--- START ---

PR #716, opened 2026-08-25
feat(generated): Add flag target resources

Deborah-Digges:
## Summary
- expose generated clients for flag targets and custom flag target types
- add the generated request and response models for both resources
- add focused fixtures and coverage for CRUD, pagination, and model round trips
- keep the generated manifest and top-level client synchronized with AUTH-6891

Requested by deborah.digges@workos.com via TARS


Deborah-Digges:
Closing this because there is a different paved path to generate SDK PRs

--- END ---

Give back the entries exactly, so that each line matches the original.

PR #716, opened 2026-08-25
feat(generated): Add flag target resources

Deborah-Digges:
## Summary
- expose generated clients for flag targets and custom flag target types
- add the generated request and response models for both resources
- add focused fixtures and coverage for CRUD, pagination, and model round trips
- keep the generated manifest and top-level client synchronized with AUTH-6891

Requested by deborah.digges@workos.com via TARS


Deborah-Digges:
Closing this because there is a different paved path to generate SDK PRs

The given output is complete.